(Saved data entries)
PR #36, opened 2023-03-25
Allow match statements' cases to specify extra conditions

Zaggy1024:
This adds parsing of extra conditional statements on match cases similar to how Rust allows:
```rust
u32 conditionallyRelevant;

struct MatchConditional {
    u8 value;

    match (value) {
        (0): u32 item;
        (1) if (conditionallyRelevant == 0): u64 item;
        (_): u16 item;
    }
}
```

● Problem details
From the data, collect all lines where the string "item" appears.

● Solution to this exercise
        (0): u32 item;
        (1) if (conditionallyRelevant == 0): u64 item;
        (_): u16 item;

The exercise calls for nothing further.